Stored data entries
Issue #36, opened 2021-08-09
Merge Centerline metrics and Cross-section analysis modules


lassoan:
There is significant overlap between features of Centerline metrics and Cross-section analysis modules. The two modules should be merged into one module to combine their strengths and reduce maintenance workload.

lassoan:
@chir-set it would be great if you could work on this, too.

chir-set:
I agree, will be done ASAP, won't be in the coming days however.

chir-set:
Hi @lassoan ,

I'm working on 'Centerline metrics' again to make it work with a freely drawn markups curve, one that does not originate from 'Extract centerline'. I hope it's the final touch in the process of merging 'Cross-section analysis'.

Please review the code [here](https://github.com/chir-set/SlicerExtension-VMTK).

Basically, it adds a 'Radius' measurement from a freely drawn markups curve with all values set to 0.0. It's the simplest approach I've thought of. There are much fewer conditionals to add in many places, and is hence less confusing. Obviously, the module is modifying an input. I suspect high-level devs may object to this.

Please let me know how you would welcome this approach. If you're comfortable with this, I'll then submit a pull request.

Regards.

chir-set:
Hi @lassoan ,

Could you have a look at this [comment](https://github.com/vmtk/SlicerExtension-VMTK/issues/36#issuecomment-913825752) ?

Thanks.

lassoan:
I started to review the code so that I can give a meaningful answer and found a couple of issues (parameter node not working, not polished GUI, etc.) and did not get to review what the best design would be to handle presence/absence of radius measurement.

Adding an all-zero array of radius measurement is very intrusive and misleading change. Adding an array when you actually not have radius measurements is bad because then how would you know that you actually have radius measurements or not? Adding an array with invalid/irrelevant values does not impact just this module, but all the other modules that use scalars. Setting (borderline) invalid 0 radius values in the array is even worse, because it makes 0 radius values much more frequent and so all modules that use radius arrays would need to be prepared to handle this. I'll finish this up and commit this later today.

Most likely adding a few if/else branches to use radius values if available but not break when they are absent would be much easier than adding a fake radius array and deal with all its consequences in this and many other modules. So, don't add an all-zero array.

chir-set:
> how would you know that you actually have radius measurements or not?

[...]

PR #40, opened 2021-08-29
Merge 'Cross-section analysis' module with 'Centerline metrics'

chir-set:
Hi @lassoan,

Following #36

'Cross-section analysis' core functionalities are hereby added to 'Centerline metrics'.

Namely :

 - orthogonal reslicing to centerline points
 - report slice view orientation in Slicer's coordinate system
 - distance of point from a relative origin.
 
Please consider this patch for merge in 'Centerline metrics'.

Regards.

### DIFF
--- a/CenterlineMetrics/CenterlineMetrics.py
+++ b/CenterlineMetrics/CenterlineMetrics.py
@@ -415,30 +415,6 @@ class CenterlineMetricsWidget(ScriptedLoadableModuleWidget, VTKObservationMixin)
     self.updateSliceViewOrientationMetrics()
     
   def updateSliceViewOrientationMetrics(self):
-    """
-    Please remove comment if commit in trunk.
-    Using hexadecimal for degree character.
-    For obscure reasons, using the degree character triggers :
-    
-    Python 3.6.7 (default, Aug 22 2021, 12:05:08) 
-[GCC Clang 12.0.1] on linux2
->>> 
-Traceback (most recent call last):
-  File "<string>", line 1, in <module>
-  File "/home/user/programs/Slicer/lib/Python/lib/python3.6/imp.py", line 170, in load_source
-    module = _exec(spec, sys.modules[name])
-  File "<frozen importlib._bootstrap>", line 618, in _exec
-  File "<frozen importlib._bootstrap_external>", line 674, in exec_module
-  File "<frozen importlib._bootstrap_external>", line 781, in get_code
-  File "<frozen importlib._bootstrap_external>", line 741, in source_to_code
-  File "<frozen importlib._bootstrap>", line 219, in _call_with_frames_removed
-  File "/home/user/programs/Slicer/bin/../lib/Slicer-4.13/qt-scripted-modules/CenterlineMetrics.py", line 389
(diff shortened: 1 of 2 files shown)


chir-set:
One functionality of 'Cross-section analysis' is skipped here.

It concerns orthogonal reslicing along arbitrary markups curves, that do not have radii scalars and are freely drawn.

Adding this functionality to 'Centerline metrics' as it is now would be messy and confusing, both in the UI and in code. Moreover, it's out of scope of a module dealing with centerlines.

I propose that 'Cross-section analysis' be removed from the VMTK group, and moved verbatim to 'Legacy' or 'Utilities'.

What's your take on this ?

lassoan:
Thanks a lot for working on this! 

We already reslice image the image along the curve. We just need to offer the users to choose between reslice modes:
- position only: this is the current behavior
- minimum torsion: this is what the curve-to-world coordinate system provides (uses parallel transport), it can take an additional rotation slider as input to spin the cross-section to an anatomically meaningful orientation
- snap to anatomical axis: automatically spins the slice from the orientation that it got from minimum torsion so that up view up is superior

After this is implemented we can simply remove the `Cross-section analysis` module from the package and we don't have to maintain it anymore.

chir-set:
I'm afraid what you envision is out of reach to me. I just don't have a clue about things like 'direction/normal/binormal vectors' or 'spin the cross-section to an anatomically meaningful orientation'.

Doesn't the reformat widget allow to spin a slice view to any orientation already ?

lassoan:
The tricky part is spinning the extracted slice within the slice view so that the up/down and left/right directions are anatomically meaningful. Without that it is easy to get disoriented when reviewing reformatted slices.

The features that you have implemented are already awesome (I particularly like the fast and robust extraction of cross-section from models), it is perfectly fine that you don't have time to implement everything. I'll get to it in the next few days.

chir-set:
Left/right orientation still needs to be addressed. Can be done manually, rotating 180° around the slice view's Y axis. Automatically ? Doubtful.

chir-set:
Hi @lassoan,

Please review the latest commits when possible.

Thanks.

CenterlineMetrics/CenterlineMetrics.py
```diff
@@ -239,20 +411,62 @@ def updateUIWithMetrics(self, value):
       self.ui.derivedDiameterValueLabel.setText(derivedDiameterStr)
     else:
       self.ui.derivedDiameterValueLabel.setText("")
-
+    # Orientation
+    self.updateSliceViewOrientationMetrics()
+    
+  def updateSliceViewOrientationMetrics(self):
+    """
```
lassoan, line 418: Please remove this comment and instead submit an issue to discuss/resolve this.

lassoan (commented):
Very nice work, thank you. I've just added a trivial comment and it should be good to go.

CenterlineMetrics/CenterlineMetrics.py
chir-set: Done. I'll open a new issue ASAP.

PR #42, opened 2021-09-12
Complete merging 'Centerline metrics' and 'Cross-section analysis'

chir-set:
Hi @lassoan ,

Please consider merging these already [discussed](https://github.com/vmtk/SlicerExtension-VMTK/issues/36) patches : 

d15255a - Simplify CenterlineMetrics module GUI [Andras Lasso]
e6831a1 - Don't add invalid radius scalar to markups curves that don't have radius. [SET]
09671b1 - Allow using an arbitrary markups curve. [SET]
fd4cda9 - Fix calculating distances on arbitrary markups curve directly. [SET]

**YOUR ASSIGNMENT:**
The answer should be a bare number: the count of lines above in which the word "opened" occurs.

**REPLY TO THE TASK:**
3